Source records
PR #98, opened 2016-12-28
Perform two requests concurrently and combine their results

sharplet:
Adds a new extension to the `Client` protocol that allows two requests to be performed concurrently, with their results combined into a tuple:

```
perform(_: RequestA, _: RequestB, completionHandler: (Result<(ResponseA, ResponseB), SwishError>) -> Void)
```

If either fails, the other request is cancelled and the failure result is passed to the completion handler. A new `Cancelable` protocol allows cancelable things to be composed together (e.g., dispatch blocks and URL session tasks).

I plan to add some tests for the basic behaviours, especially around how cancellation is handled. I honestly am not sure how to write a test for the thread-safety aspects of this code, but I'm pretty sure all reads and writes to the combined state are appropriately synchronised. I'll do another review to make sure there's no race between updating the combined state and waiting on the request group to complete.

### DIFF
--- a/Source/Models/RequestGroup.swift
+++ b/Source/Models/RequestGroup.swift
@@ -1,0 +1,42 @@
+import Result
+
+final class RequestGroup<State>: Cancelable {
+  let client: Client
+  private var state: State
+  private var requests = CompositeCancelable()
+  private let group = DispatchGroup()
+  private let queue = DispatchQueue(label: "com.thoughtbot.swish.RequestGroup<\(State.self)>")
+
+  init(client: Client, state: State) {
+    self.client = client
+    self.state = state
+  }
+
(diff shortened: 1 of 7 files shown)


sharplet:
I also had to update the macOS deployment target to 10.10 to make use of `DispatchWorkItem`.

Source/Models/RequestGroup.swift
```diff
@@ -0,0 +1,42 @@
+import Result
+
+final class RequestGroup<State>: Cancelable {
+  let client: Client
+  private var state: State
+  private var requests = CompositeCancelable()
+  private let group = DispatchGroup()
+  private let queue = DispatchQueue(label: "com.movetogive.MTGClient.RequestGroup<\(State.self)>")
```
sharplet: Oops, accidentally let this slip in

PR #111, opened 2018-01-23
Add support for building with SwiftPM

klaaspieter:


klaaspieter:
Never mind. This only partially works and is generating a bunch of build errors. Unfortunately I don't have the time to fully figure this out right now :(

PR #113, opened 2018-03-02
Update documentation.

sidraval:
- Updates `Documentation/Basics.md` to include the removal of Argo, and working examples via `Codable`.
- Adds `SwishExamples.playground` that contains the code in `Documentation/Basics.md`.
- Documents the playground in `README.md` with instructions on how to use it. 

If you checkout this branch, the URL in `SwishExamples.playground` needs to be set to `https://raw.githubusercontent.com/thoughtbot/Swish/sr-update-documentation/Documentation/example.json` for the example to work; the URL that is in there now will work once this branch is merged to master.


Documentation/Basics.md
```diff
@@ -1,66 +1,57 @@
-# Basic Usage #
-
-Let's say you have an endpoint, `GET https://www.example.com/comments/1`, that returns the following JSON:
+Let's say we have an endpoint, `https://raw.githubusercontent.com/thoughtbot/Swish/master/Documentation/example.json`
```
sharplet: Should we leave `GET` in here?

Documentation/Basics.md
```diff
@@ -1,66 +1,57 @@
...
-  "id": 1,
+  "id": 4,
   "commentText": "Pretty good. Pret-ty pre-ty pre-ty good.",
   "username": "LarryDavid"
 }
 ```
 
-We'll model this with the following struct, and implement Argo's `Decodable` protocol to tell it how to deal with JSON:
+We will model the data with the following struct,
+and implement the `Codable` protocol so we can
```
sharplet: implement -> conform to

Documentation/Basics.md
```diff
@@ -1,66 +1,57 @@
...
-  }
+    func build() -> URLRequest {
+        let url = URL(string: "https://raw.githubusercontent.com/thoughtbot/Swish/master/Documentation/example.json")!
+        return URLRequest(url: url)
+    }
 }
 ```
 
-We can then use the Swish's default `APIClient` to make the request:
+We can then use the Swish's default APIClient to make the request:
```
sharplet: Do you think it makes sense to leave the backticks in here?

Documentation/Basics.md
```diff
@@ -1,66 +1,57 @@
...
-  let id: Int
 
-  func build() -> URLRequest {
-    let url = URL(string: "https://www.example.com/comments/\(id)")!
-    return URLRequest(URL: url)
-  }
+    func build() -> URLRequest {
+        let url = URL(string: "https://raw.githubusercontent.com/thoughtbot/Swish/master/Documentation/example.json")!
+        return URLRequest(url: url)
+    }
```
sharplet: Do you think it's necessary to reindent these examples?

README.md
```diff
@@ -6,17 +6,18 @@
...
 
 Here is the current Swift compatibility breakdown:
 
-| Swift Version | Swish Version |
-| ------------- | ------------ |
-| 3.X           | 2.X          |
-| 2.X           | 1.X          |
+| Swift Version | Swish Version  |
+| ------------- | ------------   |
+|           4.X | >= 2.0.3       |
```
sharplet: Should we bump the major version for this change?

SwishExamples.playground/Contents.swift
```diff
@@ -0,0 +1,56 @@
+import PlaygroundSupport
+import Swish
+import Result
+
+PlaygroundPage.current.needsIndefiniteExecution = true
+
+// Let's say we have an endpoint, https://raw.githubusercontent.com/thoughtbot/Swish/master/Documentation/example.json
```
sharplet: Would it be possible to use playground markup instead of regular comments? Or does it automatically render these as Markdown?

sharplet (commented):
Looking good 👍 just a few thoughts

README.md
sidraval: Definitely!

Documentation/Basics.md
sidraval: Nope!

Documentation/Basics.md
sidraval: Yep!

SwishExamples.playground/Contents.swift
sidraval: Good idea 👍

Documentation/Basics.md
```diff
@@ -1,60 +1,51 @@
...
-}
 
-extension Comment: Decodable {
-  static func decode(_ json: JSON) -> Decoded<Comment> {
-    return curry(Comment.init)
-      <^> j <| "id"
-      <*> j <| "commentText"
-      <*> j <| "username"
+  enum CodingKeys: String, CodingKey {
+    case id = "id"
```
sharplet: FWIW, you can leave off the explicit `= "id"` if the string value is the same as the case name. (Same goes for `username` below.)

README.md
```diff
@@ -66,6 +67,16 @@ target.
 
 ## Usage
 
+### Basic Playground
+
+You can see an example of Swish in action via the included `SwishExamples.playground`.
+
+To use that, clone this repository and run `carthage bootstrap`. When that
```
sharplet: Carthage used to build for all platforms by default — if this is still the case, could we add `--platform iOS` to match the platform the playground targets?

SwishExamples.playground/Contents.swift
```diff
@@ -0,0 +1,66 @@
...
+
+/*:
+We can model the request by defining a struct that
+implements Swish's `Request` protocol
+*/
+
+struct CommentRequest: Request {
+    typealias ResponseObject = Comment
+
+
```
sharplet: Extra newline

sharplet (approved):
Couple more comments, but :shipit:

PR #119, opened 2018-04-25
Fix building Swish 2.0 for Xcode 9.3

### LINKED ISSUE #118: Errors on 2.0.3 with Xcode 9.3
One of my projects is using Swish 2.0.3. I updated Xcode to 9.3 and I started to see a couple errors. It would be great to get a quick fix for Swish 2.0 out if possible. Unfortunately, we're not able to migrate to Swish 3.0 at this time. Here are the errors I'm seeing:
```
Swish/Source/Models/APIClient.swift:10:108: Struct 'JSONDeserializer' is internal and cannot be referenced from a default argument value
```
(can't use internal type in default arg)

and
```
Swish/Source/Protocols/Request.swift:29:21: Missing argument for parameter #1 in call
```
(needs another`()` inside `.success()`)

I've forked and branched from what looked like a good point for 2.0: 4c9233c. I don't want to open a PR onto master here -- is there a good branch I could PR with these updates? My changes are here:
https://github.com/gstro/Swish/tree/2.0-fixes . Could there be a 2.x release branch? Would love to have this updated on CocoaPods soon too.

gfontenot:
Xcode 9.3 brings along Swift 3.3, which has a couple _slightly_ different
behaviors that need to be special cased. Our current release (3.0+) of Swish
handles these changes already, but some users are unable to upgrade right now,
and we shouldn't make their lives more difficult.

This adds the fixes for Swift 3.3 without breaking compatibility for Swift 3.2
users.

I'm opening this PR for visibility but I'm going to delete the 2.0.3 branch as soon as I have a 2.0.3 release tagged.

Fixes #118

### DIFF
--- a/Source/Models/JSONDeserializer.swift
+++ b/Source/Models/JSONDeserializer.swift
@@ -1,8 +1,8 @@
 import Argo
 import Result
 
-struct JSONDeserializer: Deserializer {
-  func deserialize(_ data: Data?) -> Result<Any, SwishError> {
+public struct JSONDeserializer: Deserializer {
+  public func deserialize(_ data: Data?) -> Result<Any, SwishError> {
     let json = parseJSON(data)
 
     return json.analysis(
@@ -10,6 +10,8 @@ struct JSONDeserializer: Deserializer {
       ifFailure: { .failure(.deserializationError($0.error)) }
     )
   }
+
+  public init() {}
 }
 
 extension JSON: Parser {
--- a/Source/Protocols/Request.swift
+++ b/Source/Protocols/Request.swift
@@ -26,6 +26,10 @@ public extension Request where ResponseObject: Collection, ResponseObject.Iterat
 
 public extension Request where ResponseObject == EmptyResponse {
   func parse(_ j: JSON) -> Result<ResponseObject, SwishError> {
-    return .success()
+    #if swift(>=3.3)
+      return .success(())
+    #else
+      return .success()
+    #endif
   }
 }


Source/Models/JSONDeserializer.swift
```diff
@@ -1,15 +1,17 @@
 import Argo
 import Result
 
-struct JSONDeserializer: Deserializer {
-  func deserialize(_ data: Data?) -> Result<Any, SwishError> {
+public struct JSONDeserializer: Deserializer {
```
sharplet, line 4: Huh. Was this never public before?

Source/Protocols/Request.swift
```diff
@@ -26,6 +26,10 @@ public extension Request where ResponseObject: Collection, ResponseObject.Iterat
 
 public extension Request where ResponseObject == EmptyResponse {
   func parse(_ j: JSON) -> Result<ResponseObject, SwishError> {
+    #if swift(>=3.3)
```
sharplet: How do you feel about outdenting these?

sharplet (approved):
Minor comments, but lgtm 👍

Source/Models/JSONDeserializer.swift
gfontenot: It never needed to be! I was actually a little surprised too.

Source/Protocols/Request.swift
gfontenot: do you mean like

```swift
func parse() {
  #if swift(>=3.3)
    return .success(())
  #else
    return .success()
  #endif
}
```
?

gfontenot: I'm fine with it, just want to make sure we're on the same page wrt style.

sharplet: Oh I suppose I meant the C style, outdenting to the left edge:

```swift
  func parse() {
#if swift(>=3.3)
    return .success(())
#else
    return .success()
#endif
  }
```

gfontenot: That looks... real bad to me tbh. How do you feel about the way I just indented the file?

gfontenot: also this is the most bandaid-y of bandaid-y code so we probably don't need to go too deep into this here bikeshed.

sharplet: I'm not too fussed, so feel free to use whichever style you prefer. I think I tend to go for that style to minimise diff noise when the conditionals are eventually removed.

gfontenot: yep, I hear you. This is a dead-end refactor though, these changes are never even making it to master. I'm going to go ahead and merge this as is currently written.

PR #1853, opened 2016-07-25
handle deleted files in --new-pr

Caylo:
usage: `eb --new-pr [path to deleted file] `
cfr #1674

includes #1867


boegel:
I would go with `eb --new-pr :gzip1-6.eb` (or `eb --new-pr -gzip1-6.eb`, and why not support both)

easybuild/tools/github.py
```diff
@@ -44,7 +44,7 @@
 from vsc.utils import fancylogger
 from vsc.utils.missing import nub
 
-from easybuild.framework.easyconfig.easyconfig import copy_easyconfigs
+from easybuild.framework.easyconfig.easyconfig import copy_easyconfigs, process_easyconfig
```
boegel: why import `process_easyconfig` if it's not being used?

boegel:
@Caylo I made some changes to this, see https://github.com/Caylo/easybuild-framework/pull/30

easybuild/tools/github.py
```diff
@@ -617,12 +627,30 @@ def _easyconfigs_pr_common(paths, start_branch=None, pr_branch=None, target_acco
...
+        fullpath = os.path.join(repo_path, fn)
+        if os.path.exists(fullpath):
+            deleted_paths.append(fullpath)
+        else:
+            # if no existing relative path is specified, assume just the easyconfig file name is provided
+            hits = glob.glob(os.path.join(repo_path, 'easybuild', 'easyconfigs', '*', '*', fn))
+            if len(hits) == 1:
+                deleted_paths.append(hits[0])
+            else:
+                raise EasyBuildError("Path doesn't exist or deleted file isn't found in target branch: %s", fn)
```
boegel: `s/deleted file/file to delete/g`

easybuild/tools/github.py
```diff
@@ -721,14 +753,19 @@ def new_pr(paths, title=None, descr=None, commit_msg=None):
...
+                main_title = ', '.join(names_and_versions)
+            else:
+                main_title = ', '.join(names_and_versions[:3] + ['...'])
+
+            title = "{%s}[%s] %s" % (class_label, toolchain_label, main_title)
 
-        title = "{%s}[%s] %s" % (class_label, toolchain_label, main_title)
+        else:
+            raise EasyBuildError("Don't know how to make a PR title for this PR. "
+                                 "Please include a title (use --pr-title)")
```
boegel: I would also require to use `--pr-title` whenever existing easyconfigs are modified

the auto-guessed title really only makes sense if only new easyconfigs are added (which is the most common use of --new-pr, probably)

Caylo: ok, see this check here https://github.com/hpcugent/easybuild-framework/pull/1853/files#diff-ccf1e273d8604bc208900aa7330c80aaR756

easybuild/tools/github.py
```diff
@@ -721,14 +753,19 @@ def new_pr(paths, title=None, descr=None, commit_msg=None):
     class_label = ','.join([tc for (cnt, tc) in classes_counted if cnt == classes_counted[-1][0]])
 
     if title is None:
-        # mention software name/version in PR title (only first 3)
-        names_and_versions = ["%s v%s" % (ec.name, ec.version) for ec in file_info['ecs']]
-        if len(names_and_versions) <= 3:
-            main_title = ', '.join(names_and_versions)
-        else:
-            main_title = ', '.join(names_and_versions[:3] + ['...'])
+        if file_info['ecs'] and any(file_info['new']):
```
boegel: @Caylo this should be `all(file_info['new'])`, no? We only want to auto-guess the title if all easyconfigs are new?

test/framework/options.py
```diff
@@ -2365,6 +2366,36 @@ def test_new_update_pr(self):
...
+
+        if self.github_token is None:
+            print "Skipping test_new_pr_delete, no GitHub token available?"
+            return
+
+        args = [
+            '--new-pr',
+            '--experimental',
+            '--github-user=%s' % GITHUB_TEST_ACCOUNT,
+            ':bzip2-1.0.6.eb',
```
boegel: @Caylo is it worth adding another test that both adds an easyconfig file (`toy-0.0.eb`) *and* deletes one at the same time?

Caylo: I don't think this has a lot of extra use. The other two should be enough imo :)

easybuild/tools/github.py
```diff
@@ -721,14 +753,19 @@ def new_pr(paths, title=None, descr=None, commit_msg=None):
     class_label = ','.join([tc for (cnt, tc) in classes_counted if cnt == classes_counted[-1][0]])
 
     if title is None:
-        # mention software name/version in PR title (only first 3)
-        names_and_versions = ["%s v%s" % (ec.name, ec.version) for ec in file_info['ecs']]
-        if len(names_and_versions) <= 3:
-            main_title = ', '.join(names_and_versions)
-        else:
-            main_title = ', '.join(names_and_versions[:3] + ['...'])
+        if file_info['ecs'] and all(file_info['new']):
```
boegel: also add `and not deleted_paths`, i.e. enforce picking a custom title with easyconfigs are added/removed in a single go

boegel:
Going in, thanks @Caylo!

PR #1855, opened 2016-07-25
auto-add dependencies of easyconfig in --new-pr

Caylo:
cfr #1674 
note: searches for dependencies in robot-path, not sure if this is the right way to go


easybuild/framework/easyconfig/tools.py
```diff
@@ -546,3 +545,6 @@ def dump_env_script(easyconfigs):
         print_msg("Script to set up build environment for %s dumped to %s" % (ecfile, script_path), prefix=False)
 
         restore_env(orig_env)
+
+
+from easybuild.tools.github import fetch_easyconfigs_from_pr, download_repo
```
boegel: @Caylo we need to find a way around this (I'm even surprised it help in working around a cyclic import at all)

easybuild/tools/github.py
```diff
@@ -617,9 +619,14 @@ def _easyconfigs_pr_common(paths, start_branch=None, pr_branch=None, target_acco
 
     _log.debug("git status: %s", git_repo.git.status())
 
-    # copy files to right place
+    deps = resolve_dependencies([process_easyconfig(ec)[0] for ec in paths], modules_tool())
+
     file_info = copy_easyconfigs(paths, os.path.join(git_working_dir, pr_target_repo))
 
+    # dont save info on dependencies
```
boegel: `don't`

easybuild/tools/github.py
```diff
@@ -617,9 +619,14 @@ def _easyconfigs_pr_common(paths, start_branch=None, pr_branch=None, target_acco
...
+    dep_paths = [dep['spec'] for dep in deps if dep['spec'] not in paths]
```
boegel: are the `paths` specified as absolute paths here? I'd expect not, so the `not in` check isn't going to do what is intended...

test/framework/options.py
```diff
@@ -2352,6 +2352,48 @@ def test_new_update_pr(self):
             regex = re.compile(regex, re.M)
             self.assertTrue(regex.search(txt), "Pattern '%s' found in: %s" % (regex.pattern, txt))
 
+    def test_new_pr_dependencies(self):
+        """Test use of --new-pr to delete easyconfigs."""
```
boegel: fix docstring please :)

test/framework/options.py
```diff
@@ -2352,6 +2352,48 @@ def test_new_update_pr(self):
...
+
+        if self.github_token is None:
+            print "Skipping test_new_pr_dependencies, no GitHub token available?"
+            return
+
+        # copy toy test easyconfig
```
boegel: no toy involved?

test/framework/options.py
```diff
@@ -2352,6 +2352,48 @@ def test_new_update_pr(self):
...
+        self.mock_stdout(True)
+        self.eb_main(args, do_build=True, raise_error=True, testing=False)
+        txt = self.get_stdout()
+        self.mock_stdout(False)
+
+        regexs = [
+            r"^\* overview of changes:",
+            r".*/hwloc-1.6.2-GCC-4.7.2.eb\s+\|\s+[0-9]+\s+\++",
+            r".*/OpenMPI-1.6.4-GCC-4.7.2.eb\s+\|\s+[0-9]+\s+\++",
+            r"^\s*2 files changed",
```
boegel: hold on... this OpenMPI easyconfig is already in `develop`, why would it be added then?

Caylo: @boegel  the test version slightly differs from the develop one (see osdependencies)

easybuild/tools/github.py
```diff
@@ -617,9 +619,14 @@ def _easyconfigs_pr_common(paths, start_branch=None, pr_branch=None, target_acco
 
     _log.debug("git status: %s", git_repo.git.status())
 
-    # copy files to right place
+    deps = resolve_dependencies([process_easyconfig(ec)[0] for ec in paths], modules_tool())
```
boegel: @Caylo make sure a proper error is printed here in case dependencies could not be resolved with the current robot search path

PR #1856, opened 2016-07-26
[WIP] --new-pr for easyblocks repo

Caylo:
use: with `--pr-target-repo=easybuild-easyblocks`
cfr #1674 

(todo: filenames with special chars)


easybuild/tools/github.py
```diff
@@ -77,10 +79,13 @@
     _log.warning("Failed to import 'git' Python module: %s", err)
 
 
+EB_PREFIX = 'EB_'
```
boegel: use the existing `EASYBLOCK_CLASS_PREFIX` constant from `filetools`

boegel:
follow-up in #1876

PR #1860, opened 2016-08-02
fix easyblock documentation

Caylo:
output : http://caylo-easybuild.readthedocs.io/en/fix-easyblocks/version-specific/easyblocks.html


boegel:
Thanks @Caylo!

WHAT TO WORK ON
The records above should be printed exactly, please, from the first line through the line containing "If either fails, the", with both ends kept and nothing past it.

ANSWER
PR #98, opened 2016-12-28
Perform two requests concurrently and combine their results

sharplet:
Adds a new extension to the `Client` protocol that allows two requests to be performed concurrently, with their results combined into a tuple:

```
perform(_: RequestA, _: RequestB, completionHandler: (Result<(ResponseA, ResponseB), SwishError>) -> Void)
```

If either fails, the other request is cancelled and the failure result is passed to the completion handler. A new `Cancelable` protocol allows cancelable things to be composed together (e.g., dispatch blocks and URL session tasks).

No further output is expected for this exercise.